[Opening Input records section]
PR #8574, opened 2020-11-25
MRG, ENH: Remove 15-char limit for FIF

### LINKED ISSUE #8312: Why is the channel name length limited to 15 characters?

larsoner:
- [x] Get things working with the block-based method
- [x] Get other projects on board (taken care of in #8348)
- [x] Get https://github.com/mne-tools/fiff-constants/pull/33/ merged
- [x] Update PR with newer `fiff-constants` commit, check `'bads'` handling/replacement
- [x] Add test where a file is written with long names, then `monkeypatch` to make the tag empty on read, ensure it can still be written and read
- [x] Add to MNE-MATLAB

Closes #8348
Closes #8312

### DIFF
--- a/mne/channels/channels.py
+++ b/mne/channels/channels.py
@@ -25,12 +25,14 @@ from ..utils import (verbose, logger, warn,
                      _get_stim_channel, _check_fname)
 from ..io.compensator import get_current_comp
 from ..io.constants import FIFF
-from ..io.meas_info import anonymize_info, Info, MontageMixin, create_info
+from ..io.meas_info import (anonymize_info, Info, MontageMixin, create_info,
+                            _rename_comps)
 from ..io.pick import (channel_type, pick_info, pick_types, _picks_by_type,
                        _check_excludes_includes, _contains_ch_type,
                        channel_indices_by_type, pick_channels, _picks_to_idx,
                        _get_channel_types, get_channel_type_constants,
                        _pick_data_channels)
+from ..io.tag import _rename_list
 from ..io.write import DATE_NONE
 from ..io._digitization import _get_data_as_dict_from_dig
 
@@ -471,13 +473,14 @@ class SetChannelsMixin(MontageMixin):
             warn(msg.format(", ".join(sorted(names)), *this_change))
         return self
 
-    @fill_doc
-    def rename_channels(self, mapping):
+    @verbose
+    def rename_channels(self, mapping, allow_duplicates=False, verbose=None):
         """Rename channels.
 
         Parameters
         ----------
-        %(rename_channels_mapping)s
+        %(rename_channels_mapping_duplicates)s
+        %(verbose_meth)s
 
         Returns
         -------
@@ -494,7 +497,7 @@ class SetChannelsMixin(MontageMixin):
         from ..io import BaseRaw
 
         ch_names_orig = list(self.info['ch_names'])
-        rename_channels(self.info, mapping)
+        rename_channels(self.info, mapping, allow_duplicates)
 
         # Update self._orig_units for Raw
         if isinstance(self, BaseRaw) and self._orig_units is not None:
@@ -1150,17 +1153,16 @@ class InterpolationMixin(object):
         return self
 
 
-@fill_doc
-def rename_channels(info, mapping):
+@verbose
+def rename_channels(info, mapping, allow_duplicates=False, verbose=None):
     """Rename channels.
-
-    .. warning::  The channel names must have at most 15 characters
 
     Parameters
     ----------
     info : dict
         Measurement info to modify.
-    %(rename_channels_mapping)s
+    %(rename_channels_mapping_duplicates)s
+    %(verbose)s
     """
     _validate_type(info, Info, 'info')
     info._check_consistency()
@@ -1187,12 +1189,6 @@ def rename_channels(info, mapping):
     for new_name in new_names:
         _validate_type(new_name[1], 'str', 'New channel mappings')
 
-    bad_new_names = [name for _, name in new_names if len(name) > 15]
-    if len(bad_new_names):
-        raise ValueError('Channel names cannot be longer than 15 '
-                         'characters. These channel names are not '
-                         'valid : %s' % new_names)
-
     # do the remapping locally
     for c_ind, new_name in new_names:
         for bi, bad in enumerate(bads):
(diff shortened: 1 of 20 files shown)


larsoner:
@agramfort this is ready for review from my end. Once we're happy with this, I can make the corresponding changes in MNE-MATLAB.

Should we try to get this into 0.22, or make it an early 0.23 PR? I'm leaning toward the latter so we at least get a few months in of dev use

agramfort:
let's merge this after the release

larsoner:
Agreed. @bloyl would you be interested in doing the companion PR to MNE-MATLAB? My MATLAB brain has atrophied over the last many years of using Python...

larsoner:
Companion PR is in https://github.com/mne-tools/mne-matlab/pull/21, so these two are ready for review/merge from my end.

mne/channels/channels.py
```diff
@@ -1197,13 +1193,19 @@ def rename_channels(info, mapping):
...
     # do the remapping in info
     info['bads'] = bads
+    rename = dict()
     for ch, ch_name in zip(info['chs'], ch_names):
+        rename[ch['ch_name']] = ch_name
         ch['ch_name'] = ch_name
+    _rename_comps(info.get('comps', []), rename)  # .get b/c fwd info omits it
+    for proj in info['projs']:
+        proj['data']['col_names'] = _rename_list(
+            proj['data']['col_names'].copy(), rename)
```
agramfort, line 1208: this pattern is a bit misleading. The .copy() suggests it's inplace (which it is) but you sill affect the output.
If operation is inplace I would not return anything so it's not ambiguous

mne/evoked.py
```diff
@@ -1080,7 +1081,9 @@ def _read_evoked(fname, condition=None, kind='average', allow_maxshield=False):
                 raise ValueError('Number of channels and number of '
                                  'channel definitions are different')
 
+            rename_map = _read_extended_ch_info(chs, my_evoked, fid)
             info['chs'] = chs
+            _rename_list(info['bads'], rename_map)
```
agramfort, line 1086: here it's explicit and clear what it does

mne/forward/forward.py
```diff
@@ -918,18 +920,17 @@ def write_forward_meas_info(fid, info):
...
         write_int(fid, FIFF.FIFF_NCHAN, len(info['chs']))
-        for k, c in enumerate(info['chs']):
-            #   Scan numbers may have been messed up
-            c = deepcopy(c)
-            c['scanno'] = k + 1
-            write_ch_info(fid, c)
+        _write_ch_infos(fid, info['chs'], False, rename_map)
     if 'bads' in info and len(info['bads']) > 0:
         #   Bad channels
+        bads = _rename_list(info['bads'].copy(), rename_map)
```
agramfort, line 931: same here

mne/io/ctf_comp.py
```diff
@@ -67,13 +67,17 @@ def read_ctf_comp(fid, node, chs, verbose=None):
     chs : list
         The list of channels from info['chs'] to match with
         compensators that are read.
+    rename : dict | None
+        The channel renaming to use.
```
agramfort, line 71: as it's public API can you be more explicit? Something like 

    A dictionary mapping the old channel to a new channel name
    e.g. {'MLC11-606' : 'MLC11'}.

I took inspiration from rename_channels docstring  and used a CTF channel name

mne/io/meas_info.py
```diff
@@ -1085,6 +1080,7 @@ def read_meas_info(fid, tree, clean_bads=False, verbose=None):
         elif kind == FIFF.FIFF_MNE_KIT_SYSTEM_ID:
             tag = read_tag(fid, pos)
             kit_system_id = int(tag.data)
+    rename = _read_extended_ch_info(chs, meas_info, fid)
```
agramfort, line 1083: the name `rename` suggests it should be a bool. It took me a bit of time
to understand that what you call rename here corresponds to the `mapping`
parameter in `rename_channels`. Would ch_names_mapping be too long?

mne/io/meas_info.py
```diff
@@ -1434,6 +1430,47 @@ def read_meas_info(fid, tree, clean_bads=False, verbose=None):
...
+                if key == 'ch_name':
+                    rename[ch[key]] = data
+                ch[key] = data
+        _update_ch_info_named(ch)
+    # we need to return the "rename" map so that we can also rename the
+    # bad channels
+    return rename
+
+
+def _rename_comps(comps, rename_map):
```
agramfort, line 1466: here you call it rename_map

mne/io/meas_info.py
```diff
@@ -1600,12 +1637,14 @@ def write_meas_info(fid, info, data_type=None, reset_range=True):
         write_coord_trans(fid, info['dev_ctf_t'])
 
     #   Projectors
-    _write_proj(fid, info['projs'])
+    rename_map = _make_rename_map(info['chs'])
```
agramfort, line 1640:
```suggestion
    ch_names_mapping = _make_ch_names_mapping(info['chs'])
```

?

mne/io/meas_info.py
```diff
@@ -2341,3 +2393,38 @@ def _dict_unpack(obj, casts):
     n = len(obj[list(casts)[0]])
     return [{key: cast(obj[key][ii]) for key, cast in casts.items()}
             for ii in range(n)]
+
+
+def _make_rename_map(chs):
```
agramfort, line 2398:
```suggestion
def _make_ch_names_mapping(chs):
```

agramfort (commented):
works great !

just a few suggestions to make the code more self explanatory.

thx heaps @larsoner !

mne/io/ctf_comp.py
larsoner: I think it's mostly an accident that this is public -- I don't think users are ever meant to use it. I'd actually rather make it private (by deprecation if need be) rather than actually support people using it. It's misleading because they shouldn't ever need to use `ch_names_mapping` themselves, and if they do, they're not likely to do something good/correct with it. So I consider the vagueness here might actually be more of a feature than a bug...

agramfort:
it took me some time to understand that's why I suggested to rename to
ch_names_mapping
?

also is there a way to hide this for any public function?

larsoner:
> it took me some time to understand that's why I suggested to rename to ch_names_mapping

I'm not sure what you're referring to here -- I made this change...?

Pushed a change to preserve the API of read_ctf_comp. Failures are just `pip pre`

agramfort (approved):

agramfort:
thanks @larsoner !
[Closing Input records section]
Task directions => Please output the exact lines of the records above, beginning with the first and stopping after the line that holds "-25,12 +25,14 @@", and nothing else.

The completed task =>
PR #8574, opened 2020-11-25
MRG, ENH: Remove 15-char limit for FIF

### LINKED ISSUE #8312: Why is the channel name length limited to 15 characters?

larsoner:
- [x] Get things working with the block-based method
- [x] Get other projects on board (taken care of in #8348)
- [x] Get https://github.com/mne-tools/fiff-constants/pull/33/ merged
- [x] Update PR with newer `fiff-constants` commit, check `'bads'` handling/replacement
- [x] Add test where a file is written with long names, then `monkeypatch` to make the tag empty on read, ensure it can still be written and read
- [x] Add to MNE-MATLAB

Closes #8348
Closes #8312

### DIFF
--- a/mne/channels/channels.py
+++ b/mne/channels/channels.py
@@ -25,12 +25,14 @@ from ..utils import (verbose, logger, warn,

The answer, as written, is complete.